- Born: December 4, 1897 Freeport, Illinois United States
- Died: May 1, 1927 (aged 29) Switzerland
- Other names: Genevieve Schmich, Genevieve Smeek
- Occupations: Film actor stage actor
- Years active: 1925 - 1927

= Genevieve Townsend =

American actress (1897–1927)

Genevieve Schmich (December 4, 1897 – May 1, 1927), known professionally as Genevieve Smeek and Genevieve Townsend, was an American stage and film actress. She was born in Freeport, Illinois and attended Mount Holyoke College, where she majored in English and English Literature. After graduating in 1920, she moved to Britain, where she joined Frank Benson's theatre company. During the mid-1920s she had several lead roles in British silent films. She died in Switzerland, of tuberculosis, at the age of 29 in 1927.
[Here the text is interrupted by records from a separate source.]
PR #304, opened 2026-08-07
Evaluate static initializers at compile time

### LINKED ISSUE #177: Always emit rendered constants for static items

yav:
Fixes #177 by implementing the plan outlined in the discussion on this issue. 

Claude helped quite a bit with this PR, so it's possible it made some stuff up---I don't see anything that's wrong, so as far as I understand the implementation matches the suggestions from the issue, but we should be fairly careful with the review of this PR, as I am very new to working with the `rustc` API, so it is quite possible I am misunderstanding some of the details.

Also note that this is on top of `rgs/constant-eval-refactoroing`

### DIFF
--- a/doc/mir-json-schema.ts
+++ b/doc/mir-json-schema.ts
@@ -5,7 +5,7 @@
 
 /// The MIR JSON format
 type MIR = {
-  version: 12,
+  version: 13,
   fns: Fn[],
   adts: Adt[],
   statics: Static[],
@@ -192,9 +192,11 @@ type Layout = {
 // -----------------------------------------------------------------------------
 
 /// Globals
+///
+/// Both ordinary and thread-local statics are represented uniformly with
+/// `kind: "constant"`.
 type Static =
     { kind: "constant", name: DefId, ty: Ty, mutable: boolean, rendered: ConstVal }
-  | { kind: "body",     name: DefId, ty: Ty, mutable: boolean }
 
 
 // -----------------------------------------------------------------------------
--- a/doc/mir-json-schema.ts
+++ b/doc/mir-json-schema.ts
@@ -282,7 +282,7 @@ type ConstVal =
   | { kind: "strbody", len: number, elements: number[] }
   | { kind: "struct",  fields: ConstVal[] }
   | { kind: "enum", variant: number, fields: ConstVal[] }
-  | { kind: "union" }
+  | { kind: "union", variant: number, val: ConstVal }
   | { kind: "fndef", def_id: DefId }
   | { kind: "static_ref", def_id: DefId }
   | { kind: "zst" }
--- a/src/analyz/mod.rs
+++ b/src/analyz/mod.rs
@@ -947,10 +947,6 @@ fn emit_static(ms: &mut MirState, out: &mut impl JsonOutput, def_id: DefId) -> i
     emit_fn(ms, out, &name, None, mir)?;
     emit_static_decl(ms, out, &name, mir.return_ty(), tcx.is_mutable_static(def_id))?;
 
-    for (idx, mir) in tcx.promoted_mir(def_id).iter_enumerated() {
-        emit_promoted(ms, out, &name, idx, mir)?;
-    }
-
     Ok(())
 }
 
@@ -1144,31 +1140,6 @@ fn emit_instance<'tcx>(
     let mir = tcx.arena.alloc(mir);
     emit_fn(ms, out, &name, Some(ty_inst), mir)?;
 
-    if let ty::InstanceKind::Item(def_id) = ty_inst.def {
-        for (idx, mir) in tcx.promoted_mir(def_id).iter_enumerated() {
-            let mir = ty_inst.instantiate_mir_and_normalize_erasing_regions(
-                tcx,
-                ty::TypingEnv::fully_monomorphized(),
-                ty::EarlyBinder::bind(mir.clone()),
-            );
-            let mir = tcx.arena.alloc(mir);
-            emit_promoted(ms, out, &name, idx, mir)?;
-        }
-    }
-
-    Ok(())
-}
-
-fn emit_promoted<'tcx>(
-    ms: &mut MirState<'_, 'tcx>,
-    out: &mut impl JsonOutput,
-    parent: &str,
-    idx: mir::Promoted,
-    mir: &'tcx Body<'tcx>,
-) -> io::Result<()> {
-    let name = format!("{}::{{{{promoted}}}}[{}]", parent, idx.as_usize());
-    emit_fn(ms, out, &name, None, mir)?;
-    emit_static_decl(ms, out, &name, mir.return_ty(), false)?;
     Ok(())
 }
 
--- a/src/analyz/mod.rs
+++ b/src/analyz/mod.rs
@@ -876,7 +876,7 @@ fn emit_trait<'tcx>(
 }
 
 
-/// Emit all statics defined in the current crate.
+/// Emit all statics defined in the current crate. Extern statics are not exported.
 fn emit_statics(ms: &mut MirState, out: &mut impl JsonOutput) -> io::Result<()> {
     let parts = ms.tcx.collect_and_partition_mono_items(());
     for cgu in parts.codegen_units {
@@ -909,49 +909,34 @@ const X: &[u64] = &[42];
 static Y: &[&[u64]] = &[&X];
 
 When compiling this code, a nested static is created for the `&X` portion of
-`Y`'s body.
-
-Nested statics are treated very specially in the compiler, and they are not
-given types like other static items have. This doesn't cause issues for the
-flat "bytes and pointers" memory representation that rustc uses for the
-contents of allocations, but it is incompatible with the current crucible-mir
-memory model. The crucible-mir memory model requires a structured, typed
-representation of values, which we can extract from a flat allocation only if
-we know the correct type to extract into. Because nested statics don't
-explicitly store their types anywhere, our only hope of supporting them would
-be to stumble upon a reference to the same allocation in some other context
-where we do know the expected type.
-
-Thankfully, we can get away without needing to emit any entries for nested
-static items. This is because nested statics don't actually exist in the body
-of a static item itself. Rather, they are created as a side effect of
-evaluating the body down to a ConstAllocation, and the final ConstAllocation
-may reference those nested statics. (See
+`Y`'s body. See
 https://github.com/GaloisInc/mir-json/issues/129#issuecomment-3387602092 for a
-more thorough exploration of how nested static items arise during compilation.)
-mir-json, on the other hand, emits the MIR *body*, and to the best of our
-understanding, the MIR body exists prior to the creation of any nested statics.
-As a result, the emitted JSON for the MIR body won't reference nested statics
-at all.
+more thorough exploration of how nested static items arise during compilation.
 
-Implementation-wise, this means that we simply skip over any `MonoItem` that
-corresponds to a `Static` item with `nested: true`.
+Nested statics are treated specially in the compiler, and they are not given
+types like ordinary static items have. This is a problem for our renderer,
+which needs a structured, typed representation of each value. Instead of
+emitting nested statics as top-level entries in the `statics` table, we
+render them inline at the reference site: when `try_render_ref_opty` finds
+that a pointer points at a nested-static allocation, it evaluates that
+static's initializer and interns it under an anonymous `{{alloc}}` name,
+using the surrounding pointer's pointee type to drive the render.
+
+As a result, we skip any `MonoItem` here that corresponds to a `Static` with
+`nested: true` — those items are reached (and emitted) through their
+referring static rather than in their own right.
 */
 
+/// Emit a single static as a `kind: "constant"` entry in the `statics`
+/// table, evaluating and rendering its initializer via
+/// [`render_static_body`].
 fn emit_static(ms: &mut MirState, out: &mut impl JsonOutput, def_id: DefId) -> io::Result<()> {
     let tcx = ms.tcx;
     let name = def_id_str(tcx, def_id);
+    let ty = tcx.type_of(def_id).instantiate_identity();
+    let is_mut = tcx.is_mutable_static(def_id);
 
-    // let mir = tcx.optimized_mir(def_id);
-    let mir = tcx.mir_for_ctfe(def_id);
-    emit_fn(ms, out, &name, None, mir)?;
-    // Add a new static declaration to `out.statics`.
-    let j = json!({
-        "name": name,
-        "ty": mir.return_ty().to_json(ms),
-        "mutable": tcx.is_mutable_static(def_id),
-        "kind": "body",
-    });
+    let j = render_static_body(ms, def_id, ty, name, is_mut);
     out.emit(EntryKind::Static, j)?;
     emit_new_defs(ms, out)
 }
--- a/src/analyz/mod.rs
+++ b/src/analyz/mod.rs
@@ -945,23 +945,11 @@ fn emit_static(ms: &mut MirState, out: &mut impl JsonOutput, def_id: DefId) -> i
     // let mir = tcx.optimized_mir(def_id);
     let mir = tcx.mir_for_ctfe(def_id);
     emit_fn(ms, out, &name, None, mir)?;
-    emit_static_decl(ms, out, &name, mir.return_ty(), tcx.is_mutable_static(def_id))?;
-
-    Ok(())
-}
-
-/// Add a new static declaration to `out.statics`.
-fn emit_static_decl<'tcx>(
-    ms: &mut MirState<'_, 'tcx>,
-    out: &mut impl JsonOutput,
-    name: &str,
-    ty: ty::Ty<'tcx>,
-    mutable: bool,
-) -> io::Result<()> {
+    // Add a new static declaration to `out.statics`.
     let j = json!({
         "name": name,
-        "ty": ty.to_json(ms),
-        "mutable": mutable,
+        "ty": mir.return_ty().to_json(ms),
+        "mutable": tcx.is_mutable_static(def_id),
         "kind": "body",
     });
     out.emit(EntryKind::Static, j)?;
--- a/src/analyz/ty_json.rs
+++ b/src/analyz/ty_json.rs
@@ -2,6 +2,7 @@ use rustc_abi::FieldsShape;
 use rustc_data_structures::stable_hasher::{HashStable, StableHasher};
 use rustc_hashes::Hash64;
 use rustc_hir as hir;
+use rustc_hir::def::DefKind;
 use rustc_hir::def_id::DefId;
 use rustc_hir::lang_items::LangItem;
 use rustc_index::{IndexVec, Idx};
@@ -1487,6 +1488,10 @@ fn try_render_opty_upvars<'tcx>(
     Some(upvar_vals)
 }
 
+/// Produce a `"kind": "constant"` JSON entry with all fields except `name`
+/// filled in. Callers are responsible for setting `name`: `intern_alloc`
+/// lets `AllocIntern::insert` mint an anonymous `{{alloc}}` id, while
+/// `render_static_body` supplies the static's real name.
 fn make_allocation_body<'tcx>(
     mir: &mut MirState<'_, 'tcx>,
     icx: &mut interpret::InterpCx<'tcx, RenderConstMachine<'tcx>>,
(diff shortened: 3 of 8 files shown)


doc/mir-json-schema.ts
```diff
@@ -192,9 +192,10 @@ type Layout = {
 // -----------------------------------------------------------------------------
 
 /// Globals
+///
+/// `rendered` is `null` for extern statics, which have no initializer.
 type Static =
-    { kind: "constant", name: DefId, ty: Ty, mutable: boolean, rendered: ConstVal }
-  | { kind: "body",     name: DefId, ty: Ty, mutable: boolean }
+    { kind: "constant", name: DefId, ty: Ty, mutable: boolean, thread_local: boolean, rendered: ConstVal | null }
```
RyanGlScott: Just to check my understanding, is `ConstVal | null` equivalent to writing `ConstVal?`? (Everything else in this file currently uses the latter convention.)

src/analyz/ty_json.rs
```diff
@@ -1628,8 +1634,42 @@ fn try_render_ref_opty<'tcx>(
...
-        interpret::GlobalAlloc::Static(def_id) =>
-            def_id.to_json(mir),
+        interpret::GlobalAlloc::Static(def_id) => {
+            if matches!(tcx.def_kind(def_id), DefKind::Static { nested: true, .. }) {
+                // Nested statics have no name of their own that downstream can
+                // refer to, so we handle them the same way as `GlobalAlloc::Memory`:
+                // render the initializer here and intern it under an anonymous name,
+                // using the surrounding pointer's pointee type.
+
+                // Rustc does not emit threadlocal nested statics.
```
RyanGlScott:
```suggestion
                // Rustc does not emit thread-local nested statics.
```

src/analyz/ty_json.rs
```diff
@@ -1628,8 +1634,42 @@ fn try_render_ref_opty<'tcx>(
...
+                );
+                let ty = op_ty.layout.ty;
+                let def_id_str = match mir.allocs.get(ca, ty) {
+                    Some(alloc_id) => alloc_id.to_owned(),
+                    None => {
+                        let body = make_allocation_body(mir, icx, &d, is_mut);
+                        mir.allocs.insert(tcx, ca, ty, body)
+                    }
+                };
+                def_id_str.to_json(mir)
```
RyanGlScott: This code is copy-pasted from the code in the `interpret::GlobalAlloc::Memory` case. It would be nice to deduplicate the two pieces of code.

src/analyz/ty_json.rs
```diff
@@ -1717,6 +1757,54 @@ fn try_render_ref_opty<'tcx>(
...
+    // paths converge at the interned ConstAllocation, so downstream keying
+    // on `(ConstAllocation, Ty)` (as `AllocIntern` does) still works.
+    let alloc_id = tcx.reserve_and_set_memory_alloc(ca);
+    let ptr = Pointer::new(CtfeProvenance::from(alloc_id), Size::ZERO);
+    let mpty = icx.ptr_to_mplace(ptr.into(), layout);
+
+    let mut j = make_allocation_body(mir, &mut icx, &mpty, is_mut);
+    j["name"] = name.into();
+    j["thread_local"] = is_thread_local.into();
+    j
```
RyanGlScott, line 1800: It seems a bit delicate to incremenetally update JSON map entries like this. I would prefer passing `name` and `is_thread_local` as arguments to `make_allocation_body` such that we construct the JSON value all at once.

src/analyz/mod.rs
```diff
@@ -908,49 +918,50 @@ const X: &[u64] = &[42];
...
+/// Extern statics have no initializer available, so their `rendered`
+/// field is `null`; all other statics are evaluated and rendered via
+/// [`render_static_body`]. The `thread_local` flag is set uniformly
+/// either way.
 fn emit_static(ms: &mut MirState, out: &mut impl JsonOutput, def_id: DefId) -> io::Result<()> {
     let tcx = ms.tcx;
     let name = def_id_str(tcx, def_id);
+    let ty = tcx.type_of(def_id).instantiate_identity();
+    let is_mut = tcx.is_mutable_static(def_id);
+    let is_thread_local = tcx.is_thread_local_static(def_id);
```
RyanGlScott: Out of curiosity, does the presence or absence or `thread_local` affect how `crucible-mir`'s semantics should work? I ask since there are any number of attributes we could choose to record in the JSON, so I wonder why this one in particular is needed.

doc/mir-json-schema.ts
yav: No: `ConstVal | null` means that we either expect there to be a `ConstVal` (i.e., initial value) or `null` (i.e., we have an `extern` declaration which has no initializer).  I spent a bunch of time changing how to encode this and this way seemed pretty natural.  I am still unsure if we should have `thread_local` as a flag or another constructor, as imagine it is not very common, and like this we get a lot of `thread_local: false`...

RyanGlScott: I had assumed that `ConstVal?` was also equivalent to `ConstVal | null`. What does `ConstVal?` actually mean?

src/analyz/mod.rs
yav: I am not sure what we do in `crucible` but I think technically it matters because the thread local statics should have a different address, depending on the thread, unlike the global ones which have a single address.

src/analyz/mod.rs
```diff
@@ -894,6 +894,16 @@ fn emit_statics(ms: &mut MirState, out: &mut impl JsonOutput) -> io::Result<()>
             }
         }
     }
+
+    // Extern statics are not collected as mono items, so we
+    // enumerate them separately via the HIR.
```
spernsteiner: Why's it necessary to include these in the output?

src/analyz/mod.rs
spernsteiner: Why export this?  Nothing uses it, and we have no plans to use it either

src/analyz/ty_json.rs
```diff
@@ -1521,6 +1523,7 @@ fn make_allocation_body<'tcx>(
             icx: &mut interpret::InterpCx<'tcx, RenderConstMachine<'tcx>>,
             d: &MPlaceTy<'tcx>,
             len: u64,
+            is_mut: bool,
```
spernsteiner: Can this ever be `true` here, given `str` is unsized?

src/analyz/ty_json.rs
```diff
@@ -1628,8 +1631,42 @@ fn try_render_ref_opty<'tcx>(
...
+                );
+
+                let ca = tcx.eval_static_initializer(def_id).unwrap_or_else(|e|
+                    tcx.dcx().span_bug(
+                        tcx.def_span(def_id),
+                        format!(
+                            "eval_static_initializer failed for nested static {:?}: {:?}",
+                            def_id, e,
+                        ),
+                    )
```
spernsteiner: Way overkill—we normally just panic instead of emitting proper rust diagnostics.  We assume the code already compiles, so operations like this should be guaranteed to succeed.

src/analyz/ty_json.rs
```diff
@@ -1717,6 +1754,54 @@ fn try_render_ref_opty<'tcx>(
...
+    );
+
+    let layout = tcx.layout_of(
+        ty::TypingEnv::fully_monomorphized().as_query_input(ty),
+    ).unwrap();
+
+    // Mint a fresh AllocId for this ConstAllocation. This is distinct from
+    // whatever AllocId rustc uses for this static internally, but the two
+    // paths converge at the interned ConstAllocation, so downstream keying
+    // on `(ConstAllocation, Ty)` (as `AllocIntern` does) still works.
```
spernsteiner: >the two paths converge at the interned ConstAllocation, so downstream keying on `(ConstAllocation, Ty)` still works.

AI slop.  What "two paths"?  As noted in this very same sentence, we don't use the `AllocId`s for anything, only the `ConstAllocation`, which is interned.

doc/mir-json-schema.ts
yav: Oh, sorry I didn't see that there were two question marks.  Yes, `ConstVal?` should be syntactic sugar for `ConstVal | null`.  I can change it to use the question mark

doc/mir-json-schema.ts
```diff
@@ -5,7 +5,7 @@
 
 /// The MIR JSON format
 type MIR = {
-  version: 12,
+  version: 13,
```
spernsteiner, line 8: Looks like this got added to the wrong commit—the schema changes and changelog update were in the previous one.

src/analyz/ty_json.rs
yav: Good point: I changed it to pass the `thread_local` flag.  The `name`, however, is not know for the anonymous case and is generated when we insert it in the table:

https://github.com/GaloisInc/mir-json/blob/1b2566b265fd22dd6788d990886b3e7be8971557/src/analyz/to_json.rs#L417

So I think it's probably fine to set it manually here.

src/analyz/ty_json.rs
```diff
@@ -1510,6 +1510,7 @@ fn make_allocation_body<'tcx>(
         json!({
             "kind": "constant",
             "mutable": is_mut,
+            "thread_local": false,
```
spernsteiner: Actually this whole commit should probably be folded into the previous one, since `thread_local` fields were already added there in some places.

src/analyz/ty_json.rs
```diff
@@ -1525,6 +1531,7 @@ fn make_allocation_body<'tcx>(
             d: &MPlaceTy<'tcx>,
             len: u64,
             is_mut: bool,
+            is_thread_local: bool,
```
spernsteiner: Again, I don't think this can ever be true

src/analyz/ty_json.rs
```diff
@@ -1802,9 +1810,8 @@ pub fn render_static_body<'tcx>(
     let ptr = Pointer::new(CtfeProvenance::from(alloc_id), Size::ZERO);
     let mpty = icx.ptr_to_mplace(ptr.into(), layout);
 
-    let mut j = make_allocation_body(mir, &mut icx, &mpty, is_mut);
+    let mut j = make_allocation_body(mir, &mut icx, &mpty, is_mut, is_thread_local);
     j["name"] = name.into();
-    j["thread_local"] = is_thread_local.into();
     j
```
spernsteiner: Old version seems better, since we're already doing this sort of post-call update for the `name` field, and `thread_local: true` can appear only in very limited cases.

src/analyz/mod.rs
yav: Well, it is one of the things the Rust compiler can produce, and `mir-json` is supposed to export MIT to JSON.  I imagine it's not super common, but it did seem like we could actually support this one day (e.g., as a symbolic value).  I suppose to be useful we'd need some sort of way to declare an invariant on it, but is there a reason to *not* export them?

src/analyz/mod.rs
yav: Do you mean the `thread_local` flag?  I thought it'd be nice to know which ones are really unique and which ones are thread_local as the thread local ones would have a different address, which depends on the thread.  I imagine we don't support this yet, but I thought since I am looking into it now, I might as well do it. 

I did go back and forth on the representation though, and I am not sure fi we should have it as a field or anotehr constructor, as it fairly uncommon I imagine.

src/analyz/ty_json.rs
yav: Since I don't fully understand what the invariants on things are, I figured it's better to be a bit more verbose.   I can change it, what's a better way to do it?

src/analyz/ty_json.rs
yav: heh, actually that was my "correction" of Claude's original more verbose comment.  What's a better way to say this?  I wanted a brief way to say the fact that we make a bogus allocation id doesn't matter because we are just interested in the content, and the keys would be correct anyway.  At least, that's my understanding of what's going on.

doc/mir-json-schema.ts
yav: Yes, I forgot to update the schema in the spec.   It might be better to look at the final thing rather than the individual commits, especially since I've been making lot's of little tweaks based on the comments.

src/analyz/ty_json.rs
yav: Yes, the commits are wonky, I was fixing thing, sorry about that.  If it's an issue I can squash them in a single commit once we are happy with what the code looks like.

src/analyz/mod.rs
spernsteiner: Just adds complexity for something that AFAIK we'll likely never have a use for.  Any code using extern statics is likely also using extern fns that we can't support.

src/analyz/mod.rs
spernsteiner: The crux-mir multithreading support is pretty bitrotted, so we can't actually make use of this information right now, and it seems like it's adding a good bit of noise to the diff (extra args in several places).  IMO it would be better to just leave it out.  This is similar to how we don't bother exporting any fields for types or statement/terminator kinds that crux-mir can't handle.

src/analyz/ty_json.rs
spernsteiner: I mean the fancy `dcx().span_bug(...)` error reporting is overkill.  This should `panic!()`, or maybe even just `unwrap()` with no special message.  (And similarly for the other use of `dcx` below.)

src/analyz/ty_json.rs
spernsteiner:
```suggestion
    // Mint a fresh AllocId for this ConstAllocation. This is distinct from
    // whatever AllocId rustc uses for this static internally, but this is okay
    // because we only use the interned ConstAllocation and not the AllocId
    // to identify the allocation (such as in AllocIntern keys).
```

src/analyz/mod.rs
yav: I ended up changing the schema to use kind `thread-local` instead, so most of the generated `mir` files should end up looking like before (except always using `rendered` for the initializer).   I also removed the `thread-local` parameters from the functions as with this change we just need to do a single tweak to the constructor at the one place where we emit the local, which does not seem that invasive.

I do think it's worth noting the difference to avoid surprises if we ever resurrect multi threading support, but if we decide to remove it it should be just a few line change (+ update the schema)

RyanGlScott: I'm inclined to agree with @spernsteiner that we should just leave this out unless we have a specific need for it. My suspicion is that we'd need more information than just `thread_local` to do multi-threading correctly, and without a way to test this on the `crucible-mir` side, it's hard to validate that what we have in this PR is enough.

doc/mir-json-schema.ts
```diff
@@ -192,9 +192,11 @@ type Layout = {
 // -----------------------------------------------------------------------------
 
 /// Globals
+///
+/// Both ordinary and thread-local statics are represented uniformly with
+/// `kind: "constant"`.
```
RyanGlScott, line 197: The comments about thread-local statics are now out of date.

RyanGlScott (commented):
LGTM, aside from one minor thing.

doc/mir-json-schema.ts
yav: This comment seems accurate, or am I misunderstanding?

yav: I did notice late on Friday that the schema is inaccurate, in that the initializer can be null if we fail to export the constant. I am not sure if it's better to update the schema, or make mir-json panic in that case.

RyanGlScott: Apologies, I misunderstood what exactly changed. I was (mistakenly) under the impression that `mir-json` now ignored thread-local statics, but now that I've re-read this, that's not true---it exports thread-local statics as `"constant"` as well.

> the initializer can be null if we fail to export the constant.

Can you give an example of where this happens?

yav: It's because I used `try_render_opty`.  I just saw that we have a non try version, which handles the `none` case and emits `unsupported`, which is probably what I should have used

RyanGlScott (approved):
It would be worth testing this in `crux-mir`'s test suite first, but otherwise this LGTM.

src/analyz/ty_json.rs
```diff
@@ -1236,29 +1236,48 @@ pub fn render_opty<'tcx>(
...
-        json!({
-            "kind": "unsupported_const",
-            "debug_val": format!("{:?}", op_ty),
-        })
+    try_render_opty(mir, icx, op_ty).unwrap_or_else(|err| {
+        match err {
+            RenderErr::Mismatch => panic!("Unexpexpected type mismatch"),
+            RenderErr::Unsupported =>
+                json!({
+                    "kind": "unsupported_const",
```
RyanGlScott: This is somewhat out of sync with the JSON schema, which describes unsupported `ConstVal`s as having kind `unsupported`:

https://github.com/GaloisInc/mir-json/blob/2a3542ca08abb8ad6f35a1ae29b534cfaf112cb6/doc/mir-json-schema.ts#L295

We should either change the code here to be in sync with the schema, or we should update the schema to use `unsupported_const`.

src/analyz/ty_json.rs
```diff
@@ -1464,10 +1507,10 @@ pub fn try_render_opty<'tcx>(
         ty::TyKind::Pat(ty, _) => {
             let inner_ty_and_layout = mir.tcx.layout_of(
                 ty::TypingEnv::fully_monomorphized().as_query_input(ty)).unwrap();
-            let new_op_ty = op_ty.transmute(inner_ty_and_layout, icx).unwrap();
+            let new_op_ty = check_mismatch(op_ty.transmute(inner_ty_and_layout, icx))?;
             return try_render_opty(mir, icx, &new_op_ty);
         },
-        ty::TyKind::UnsafeBinder(_unsafe_binder_inner) => {
+        ty::TyKind::UnsafeBinder(_unsafe_binder_inner) => {  // XXX: is this differnt from Err::Unsupported?
```
RyanGlScott: I think your comment is spot-on: we ought to be using `Err(RenderErr::Unsupported)` here for consistency.

src/analyz/ty_json.rs
```diff
@@ -1236,29 +1236,48 @@ pub fn render_opty<'tcx>(
...
+                json!({
+                    "kind": "unsupported_const",
+                    "debug_val": format!("{:?}", op_ty),
+                })
+        }
     })
 }
 
+pub enum RenderErr { Mismatch, Unsupported }
+pub type Partial<T> = Result<T, RenderErr>;
```
RyanGlScott: Can you add some documentation to `RenderErr` and `Partial`? In particular, it would be worth noting that `Mismatch` indicates a _type_ mismatch.

src/analyz/ty_json.rs
```diff
@@ -1354,7 +1374,31 @@ pub fn try_render_opty<'tcx>(
...
+                        Err(RenderErr::Unsupported) => return Err(RenderErr::Unsupported)
+                    }
+                }
+                match field_val {
+                  None => return Err(RenderErr::Mismatch),
+                  Some((idx,_,val)) => {
+                    let js: serde_json::Value = val.into();
+                    json!({"kind": "union", "variant": idx.as_u32(), "val": js })
+                  }
+                }
```
RyanGlScott, line 1411: The indentation here is inconsistent. I'd prefer uniformly using four spaces to indent, as is the convention in most Rust codebases:


```suggestion
                for field_idx in variant.fields.indices() {
                    let field = check_mismatch(icx.project_field(op_ty, field_idx))?;
                    let sz    = field.layout.size;

                    // We are looking for the largest interpretation that works
                    // If there are multiple with the same size we pick the
                    // first one.
                    if let Some((_,cur_sz,_)) = field_val {
                        if cur_sz >= sz { continue }
                    }
                    match try_render_opty(mir, icx, &field) {
                        Ok(v) => field_val = Some((field_idx,sz,v)),
                        Err(RenderErr::Mismatch) => (),
                        Err(RenderErr::Unsupported) => return Err(RenderErr::Unsupported)
                    }
                }
                match field_val {
                    None => return Err(RenderErr::Mismatch),
                    Some((idx,_,val)) => {
                        let js: serde_json::Value = val.into();
                        json!({"kind": "union", "variant": idx.as_u32(), "val": js })
                    }
                }
```

And similarly elsewhere.

RyanGlScott (commented):
I think there was a botched merge at some point, since this PR's diff is showing changes from https://github.com/GaloisInc/mir-json/pull/312.

RyanGlScott (approved):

In 1928, Mount Holyoke College established the Genevieve Schmich Award in her honor.

==Selected filmography==
- The Secret Kingdom (1925)
- A Girl of London (1925)
- The Qualified Adventurer (1925)
- The Chinese Bungalow (1926)

==Sources==
Trewin, J. C. (1960). Benson and the Bensonians. London: Barrie and Rockliff.